PR #9988, opened 2022-02-11
Qt: fix broken tool names

eli-schwartz:
There is broken behavior w.r.t. looking up tool names:
- we tried to find `foo-Qt5` instead of `foo-qt5`, resulting in two wrongly skipped jobs
- we don't look for `foo6` on Qt6, but the Qt Company finally standardized a name and it's not the one the community gathered around

Okay, now that we actually look for the right name, we actually find qt6 at all, ever. So now it turns out our support is broken. Yay! This goes together with #9792

### DIFF
--- a/mesonbuild/dependencies/qt.py
+++ b/mesonbuild/dependencies/qt.py
@@ -245,7 +245,7 @@ class QmakeQtDependency(_QtBase, ConfigToolDependency, metaclass=abc.ABCMeta):
 
     def __init__(self, name: str, env: 'Environment', kwargs: T.Dict[str, T.Any]):
         _QtBase.__init__(self, name, kwargs)
-        self.tools = [f'qmake-{self.name}', 'qmake']
+        self.tools = [f'qmake{self.qtver}', f'qmake-{self.name}', 'qmake']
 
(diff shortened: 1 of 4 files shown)


radioactiveman:
@jpakkane, @eli-schwartz: No updates yet? This PR is still waiting for a review.

jpakkane:
LGTM but this is still marked as draft and the test failure is relevant.

eli-schwartz:
The test failure was fixed by the PR referenced above, and after rebasing my original changes on top of that, everything passes.

radioactiveman:
@eli-schwartz, @jlindgren90
I can confirm Meson works now with Qt 6 on Arch Linux. Thanks for taking care of this. :+1: 
#9791 and #9792 can be closed now. Do you plan to backport the fixes for 0.62.1 as well?

eli-schwartz:
> Do you plan to backport the fixes for 0.62.1 as well?

These seem to be stable enough to backport, so I've marked them for backporting. Ultimately it's up to @nirbheek, of course.

nirbheek:
LGTM.

PR #9989, opened 2022-02-11
Fix underscore detection

### LINKED ISSUE #5482: Underscore prefix detection broken if -g specified
This is not an issue currently, due to #5481 hiding this bug but once that is solved, it will become an issue again.

If the cflags contain `-g`, the test for the underscore symbol would incorrectly return as soon as it finds the symbol with or without underscore, but when debug symbols are enabled using `-g`, this will yield the false result. This can easily be illustrated by a small testcase:

```python
symbol_name = b'meson_uscore_prefix'
with open('out.obj', 'rb') as o:
    for line in o:
        # Check if the underscore form of the symbol is somewhere
        # in the output file.
        if b'_' + symbol_name in line:
            print('True')
        # Else, check if the non-underscored form is present
        elif symbol_name in line:
            print('False')
```

Would print:

```
False
True
```

as it first finds the symbol without the underscore, only later finds the symbol with underscore.

Of course this is not an issue when using the meson buildtype option, as meson will not use the `-g` argument from that for the test, but is an issue when `-g` is contained in externally provided flags by env variables or crossfile.

ePirat:
Add two new ways to check if functions have underscore prefix:

- Query the compiler-provided `__USER_LABEL_PREFIX__` define
- Check a hardcoded list of cases where we know the outcome

Fix #5482

### DIFF
--- a/mesonbuild/compilers/mixins/clike.py
+++ b/mesonbuild/compilers/mixins/clike.py
@@ -918,7 +918,7 @@ class CLikeCompiler(Compiler):
         n = '_symbols_have_underscore_prefix_searchbin'
         with self._build_wrapper(code, env, extra_args=args, mode='compile', want_output=True, temp_dir=env.scratch_dir) as p:
             if p.returncode != 0:
-                raise RuntimeError(f'BUG: Unable to compile {n!r} check: {p.stdout}')
+                raise RuntimeError(f'BUG: Unable to compile {n!r} check: {p.stderr}')
             if not os.path.isfile(p.output_name):
                 raise RuntimeError(f'BUG: Can\'t find compiled test code for {n!r} check')
             with open(p.output_name, 'rb') as o:
--- a/mesonbuild/compilers/mixins/clike.py
+++ b/mesonbuild/compilers/mixins/clike.py
@@ -900,9 +900,10 @@ class CLikeCompiler(Compiler):
         return self.compiles(t, env, extra_args=extra_args,
                              dependencies=dependencies)
 
-    def symbols_have_underscore_prefix(self, env: 'Environment') -> bool:
+    def _symbols_have_underscore_prefix_searchbin(self, env: 'Environment') -> bool:
         '''
-        Check if the compiler prefixes an underscore to global C symbols
+        Check if symbols have underscore prefix by compiling a small test binary
+        and then searching the binary for the string,
         '''
         symbol_name = b'meson_uscore_prefix'
         code = '''#ifdef __cplusplus
@@ -914,7 +915,7 @@ class CLikeCompiler(Compiler):
         #endif
         '''
         args = self.get_compiler_check_args(CompileCheckMode.COMPILE)
-        n = 'symbols_have_underscore_prefix'
+        n = '_symbols_have_underscore_prefix_searchbin'
         with self._build_wrapper(code, env, extra_args=args, mode='compile', want_output=True, temp_dir=env.scratch_dir) as p:
             if p.returncode != 0:
                 raise RuntimeError(f'BUG: Unable to compile {n!r} check: {p.stdout}')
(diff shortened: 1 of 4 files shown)


mesonbuild/compilers/mixins/clike.py
```diff
@@ -925,13 +926,83 @@ def symbols_have_underscore_prefix(self, env: 'Environment') -> bool:
...
-                        mlog.debug("Symbols have underscore prefix: YES")
+                        mlog.debug("Underscore prefix check found prefixed function in binary")
                         return True
                     # Else, check if the non-underscored form is present
                     elif symbol_name in line:
-                        mlog.debug("Symbols have underscore prefix: NO")
+                        mlog.debug("Underscore prefix check found non-prefixed function in binary")
                         return False
-        raise RuntimeError(f'BUG: {n!r} check failed unexpectedly')
+        return None
```
eli-schwartz, line 935: This is always the last check, and if I understand correctly, it's a Meson bug if this doesn't have one or the other, right?

So I don't think it should return None.

mesonbuild/compilers/mixins/clike.py
```diff
@@ -925,13 +926,83 @@ def symbols_have_underscore_prefix(self, env: 'Environment') -> bool:
...
+        if result is not None:
+            return result
+
+        # As a last resort, try search in a compiled binary, which is the
+        # most unreliable way of checking this, see #5482
+        result = self._symbols_have_underscore_prefix_searchbin(env)
+        if result is not None:
+            return result
+
+        raise RuntimeError('BUG: symbols_have_underscore_prefix check failed unexpectedly')
```
eli-schwartz, line 1004: This should probably assume one of the checks "must" return something useful, and in this last check, just `return self._symbols_have_underscore_prefix_searchbin(env)`.

If `_symbols_have_underscore_prefix_searchbin` is so broken it returns neither True nor False, it would be its own bug anyway, right?

mesonbuild/compilers/mixins/clike.py
```diff
@@ -925,13 +926,83 @@ def symbols_have_underscore_prefix(self, env: 'Environment') -> bool:
...
                         return True
                     # Else, check if the non-underscored form is present
                     elif symbol_name in line:
-                        mlog.debug("Symbols have underscore prefix: NO")
+                        mlog.debug("Underscore prefix check found non-prefixed function in binary")
                         return False
-        raise RuntimeError(f'BUG: {n!r} check failed unexpectedly')
+        return None
+
+    def _symbols_have_underscore_prefix_define(self, env: 'Environment') -> T.Union[None,bool]:
```
eli-schwartz, line 937:
```suggestion
    def _symbols_have_underscore_prefix_define(self, env: 'Environment') -> T.Optional[bool]:
```

mesonbuild/compilers/mixins/clike.py
```diff
@@ -925,13 +926,83 @@ def symbols_have_underscore_prefix(self, env: 'Environment') -> bool:
...
+        '''
+        Check if symbols have underscore prefix by querying the
+        __USER_LABEL_PREFIX__ define that most compilers provide
+        for this. Return if funtions have underscore prefix or None
```
eli-schwartz, line 941: typo
```suggestion
        for this. Return if functions have underscore prefix or None
```

mesonbuild/compilers/mixins/clike.py
```diff
@@ -925,13 +926,83 @@ def symbols_have_underscore_prefix(self, env: 'Environment') -> bool:
...
+        Check if symbols have underscore prefix by consulting a hardcoded
+        list of cases where we know the results.
+        Return if functions have underscore prefix or None if unknown.
+        '''
+        m = env.machines[self.for_machine]
+        # Darwin always uses the underscore prefix, not matter what
+        if m.is_darwin():
+            return True
+        # Windows uses the underscore prefix on x86 (32bit) only
+        if m.is_windows() or m.is_cygwin():
```
eli-schwartz, line 978: I genuinely have no clue here, but...

Given cygwin is "generally like Linux instead of Windows", and it does not use the Windows libc -- the cygwin DLL is based on newlib -- is this still true?

Also curious what MSYS2 does here, although MSYS2 anyways patches meson for support (you cannot just pip install it).

mesonbuild/compilers/mixins/clike.py
ePirat: Indeed, will re-add this.

mesonbuild/compilers/mixins/clike.py
ePirat: IMO its easier to read this way and makes it easier to quickly debug this by commenting out if blocks. However if you prefer I can change it to return the last function instead.

mesonbuild/compilers/mixins/clike.py
ePirat: Given that this is about the __cdecl calling convention, I would be surprised if it would make a difference.  However I do not have any cygwin env to test it, I can try to set one up tomorrow though and check.

nirbheek: We could write a test for it that involves using a third method of detecting symbols prefixes?

Generate a module with a `foo()` and `_foo()` and `__foo()` and have each of them print a different number when called. Write an executable that loads `foo` at runtime and see which one gets called when you run it?

This is a decent test but a bad configure test because it needs an exe wrapper when cross-compiling.

nirbheek: The module would need to be generated with assembly or something that doesn't go through the linker's symbol mangling.

nirbheek: Another option for the test is to run the `symbolextractor.py` script, which will give the mangled symbol list on each platform.

mesonbuild/compilers/mixins/clike.py
```diff
@@ -925,13 +926,79 @@ def symbols_have_underscore_prefix(self, env: 'Environment') -> bool:
...
+    def _symbols_have_underscore_prefix_list(self, env: 'Environment') -> T.Optional[bool]:
+        '''
+        Check if symbols have underscore prefix by consulting a hardcoded
+        list of cases where we know the results.
+        Return if functions have underscore prefix or None if unknown.
+        '''
+        m = env.machines[self.for_machine]
+        # Darwin always uses the underscore prefix, not matter what
+        if m.is_darwin():
+            return True
```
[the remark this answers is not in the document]
ePirat: I doubt Darwin will ever change this convention and anyway this is only a fallback for the first detection.

mesonbuild/compilers/mixins/clike.py
```diff
@@ -925,13 +926,79 @@ def symbols_have_underscore_prefix(self, env: 'Environment') -> bool:
...
+        # First, try to query the compiler directly
+        result = self._symbols_have_underscore_prefix_define(env)
+        if result is not None:
+            return result
+
+        # Else, try to consult a hardcoded list of cases we know
+        # absolutely have an underscore prefix
+        result = self._symbols_have_underscore_prefix_list(env)
+        if result is not None:
+            return result
```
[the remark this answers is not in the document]
ePirat: Yes because if the compiler macro detection works, thats the most reliable info we can get in any case. As you already noted above we never know what might happen in the future so I prefer only falling back to this, even if it probably will always be correct for the current list entries.

ePirat:
> We could write a test for it that involves using a third method of detecting symbols prefixes?

For some reason Github wont let me answer inline to that one… So yeah that could work if there is a way to tell the compiler to not use a underscore prefix… Not sure if thats possible easily for all compilers we target, and anyway the first check is the most reliable so not sure this hassle is really needed…

I do have another idea to improve this last resort detection, however I did not want to have even more things in this MR that are not strictly needed to fix the issue, as that would just make it harder to review and merge quickly… It's not like after this PR we can't ever improve these things again.

mesonbuild/compilers/mixins/clike.py
ePirat: Oh I see, Github confusingly split this thread up not showing the follow up comments before… 🤯 

Indeed for a unit test in meson we could just check the actual binary using a tool like `nm` or so to verify the list in a test. Or even simpler just rely on the current logic and make sure in the test we have no arguments that can mess with it. (Like -g and similar)

nirbheek: Yeah, that's what I meant. We could write a unit test that uses methods from `symbolextractor.py` which already has a lot of platform-specific code. With that we won't need to worry about testing on cygwin by hand because the unit test will do that for us.

jon-turney: This comment about the C ABI used in 32-bit Cygwin is correct.

I'd be surprised if we ever end up there anyhow, as any Cygwin-targetting compiler anyone might be using should be reporting __USER_LABEL_PREFIX__.

ePirat: I've added unittests now, please let me know if anything else is missing to get this merged.

ePirat:
Test failure is wrong because the test is wrong. The mock environment does not has the right values so `cpu_family`  is incorrect and the wrong value is picked from the list.

If anyone has an idea how to get a proper Environment for a unit test, please let me know.

ePirat:
Should be resolved now, by re-detecting machine info with the proper compiler.

mesonbuild/compilers/mixins/clike.py
```diff
@@ -914,24 +915,90 @@ def symbols_have_underscore_prefix(self, env: 'Environment') -> bool:
...
-                        mlog.debug("Symbols have underscore prefix: YES")
+                        mlog.debug("Underscore prefix check found prefixed function in binary")
                         return True
                     # Else, check if the non-underscored form is present
                     elif symbol_name in line:
-                        mlog.debug("Symbols have underscore prefix: NO")
+                        mlog.debug("Underscore prefix check found non-prefixed function in binary")
                         return False
-        raise RuntimeError(f'BUG: {n!r} check failed unexpectedly')
+        raise RuntimeError('BUG: {n!r} check did not find symbol string in binary')
```
nirbheek, line 935: Why did this remove the f-string?

nirbheek (commented):
LGTM other than the f-string comment.

mesonbuild/compilers/mixins/clike.py
ePirat: Oh, nicely spotted, must have been an accident when changing the message…

PR #9990, opened 2022-02-11
FeatureNew: add mypy type annotations for subproject arg

eli-schwartz:
Use a derived type when passing `subproject` around, so that mypy knows it's actually a SubProject, not a str. This means that passing anything other than a handle to the interpreter state's subproject attribute becomes a type violation, specifically when the order of the *four* different str arguments is typoed.

### DIFF
--- a/mesonbuild/dependencies/base.py
+++ b/mesonbuild/dependencies/base.py
@@ -24,7 +24,7 @@ from .. import mlog
 from ..compilers import clib_langs
 from ..mesonlib import LibType, MachineChoice, MesonException, HoldableObject
 from ..mesonlib import version_compare_many
-from ..interpreterbase import FeatureDeprecated
+#from ..interpreterbase import FeatureDeprecated, FeatureNew
 
 if T.TYPE_CHECKING:
     from .._typing import ImmutableListProtocol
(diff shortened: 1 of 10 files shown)


mesonbuild/dependencies/base.py
```diff
@@ -24,7 +24,7 @@
 from ..compilers import clib_langs
 from ..mesonlib import LibType, MachineChoice, MesonException, HoldableObject
 from ..mesonlib import version_compare_many
-from ..interpreterbase import FeatureDeprecated
+#from ..interpreterbase import FeatureDeprecated, FeatureNew
```
dcbaker, line 27: this looks like something half finished?

mesonbuild/interpreterbase/interpreterbase.py
```diff
@@ -54,6 +54,8 @@
 if T.TYPE_CHECKING:
     from ..interpreter import Interpreter
 
+    SubProject = T.NewType('SubProject', str)
```
dcbaker, line 57: You gnerallly don't put these inside a TYPE_CHECKING block, because you can do `SubProject('subproject_name')` otherwise.

mesonbuild/dependencies/base.py
eli-schwartz: It's part of the FIXME down below, we want to do Feature checks in this file but we cannot.

mesonbuild/interpreterbase/interpreterbase.py
eli-schwartz: Interesting, I didn't realize NewType returned something useful outside of type checking. Apparently `X(y)` does essentially the same as `T.cast(X, y)`, although with the technical downside of actually evaluating a `T.NewType.__init__()` at runtime so you can use it at runtime.

Even as a micro-optimization it's debatable if that is worth caring about. Might as well do as you say.

dcbaker (approved):

eli-schwartz:
Runtime circular imports, lol. I tried.

Well okay, I tried harder.

eli-schwartz:
More cyclic imports. Clearly I'll have to actually take an actual look at this.

But really this just shows why I wasn't really sure about making type checking types available at runtime, lol.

==================================================

#### Problem description
Look through the material for "quickly". Copy each line that has it.

#### Exercise solution
ePirat: IMO its easier to read this way and makes it easier to quickly debug this by commenting out if blocks. However if you prefer I can change it to return the last function instead.
I do have another idea to improve this last resort detection, however I did not want to have even more things in this MR that are not strictly needed to fix the issue, as that would just make it harder to review and merge quickly… It's not like after this PR we can't ever improve these things again.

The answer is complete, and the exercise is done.